Top of Data for this task

PR #1523, opened 2018-07-18
Initial OpenBSD support

kristapsdz:
Add OpenBSD support.  Probably extends to all other BSDs as well.

Signed-off-by: Kristaps Dzonsons <kristaps@bsd.lv>

- [ ] Bug fix
- [x] Functional change
- [ ] New feature
- [ ] Code cleanup
- [ ] Build system change
- [ ] Documentation change
- [ ] Language translation

This is a trivial patch to add OpenBSD support to the codebase.  (It will probably work with NetBSD and FreeBSD as well, but that remains untested.)  With this, I can actually build and run the entire system.  (`build.sh` needs to be patched as well, but that's not quite ready yet.)  Alternatively, `linux.c` can also have an ifdef around the /proc filesystem parts and can be compiled for both.

### Changes made:

1) clone linux.c with specific changes for openbsd


dirkhh:
Hi @kristapsdz 
OpenBSD is not a platform we had requests for before :-)
As our GitHub bot already pointed out, please add a Signed-off-by: to your commits - that's a requirement for contributions to Subsurface. Other than this I believe this looks fine.

kristapsdz:
@dirkhh , done!  I've been using Subsurface on OpenBSD for a while for technical dive planning and as an intermediary for Shearwater Perdix AI -> subsurface-mobile -> cloud -> subsurface -> export as XML -> [divecmd](https://kristaps.bsd.lv/divecmd).  I'd like to pull it into OpenBSD's packages, but that shouldn't require any additional patches.

dirkhh:
We do the Signed-off-by in the commits, but now that you have provided it in the PR I can simply manually add them when I pull this. Trying to keep it simple for you :-)

glance-:
Might even be a idea to unify macos.c with that unix.c then. A quick vimdiff between linux.c and macos.c show's that they're quite similar.

dirkhh:
Let's do this in two steps.
@kristapsdz would you mind merging this into a unix.c or would you prefer if we merged this as is and did that in a separate step?
And then the merge with macos.c is something we can look at in the next round.

bstoeger:
From what I've seen there is only need for two `#ifdefs` for *BSD<->Linux. I think it would probably be easiest to just implement them, though perhaps I'm underestimating the complexity of introducing the appropriate `#define` or `-D` compiler switch.

MacOS in contrast differs more. So yes, let's wait with that.

dirkhh:
@kristapsdz did you plan to address the comments, or should we take what you submitted and then make those changes ourselves?

kristapsdz:
@dirkhh, I'm on it!  (Almost time for weekend programming...) :)

dirkhh:
Thanks, no rush - I'm just trying to make sure things don't fall between the cracks... we had many cases where both we (or, frankly, I) and the submitter were waiting for the other to take the next step... so it always seems worth while to 'ping' on these topics

bstoeger (approved):

dirkhh:
I collapsed this into one commit and merged it manually.
Thanks @kristapsdz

Bottom of Data for this task

- What you need to do: Search the records for the word "between" and copy out every line that holds it.

- Answer section:
Might even be a idea to unify macos.c with that unix.c then. A quick vimdiff between linux.c and macos.c show's that they're quite similar.
Thanks, no rush - I'm just trying to make sure things don't fall between the cracks... we had many cases where both we (or, frankly, I) and the submitter were waiting for the other to take the next step... so it always seems worth while to 'ping' on these topics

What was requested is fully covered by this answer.